What you should do: Every entry here should be copied exactly.

Collected data entries:

☆ ☆ ☆ ☆ ☆

PR #852, opened 2016-08-30
fix typo

jademcgough:
pulled from https://github.com/influxdata/docs.influxdata.com/pull/625

When I was in academia, people were pretty serious about data being plural, but a google search suggests that either is acceptable. I'll leave the grammar decisions up to you.


nathanielc:
@jademcgough Thanks!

☆ ☆ ☆ ☆ ☆

Response:
PR #852, opened 2016-08-30
fix typo

jademcgough:
pulled from https://github.com/influxdata/docs.influxdata.com/pull/625

When I was in academia, people were pretty serious about data being plural, but a google search suggests that either is acceptable. I'll leave the grammar decisions up to you.


nathanielc:
@jademcgough Thanks!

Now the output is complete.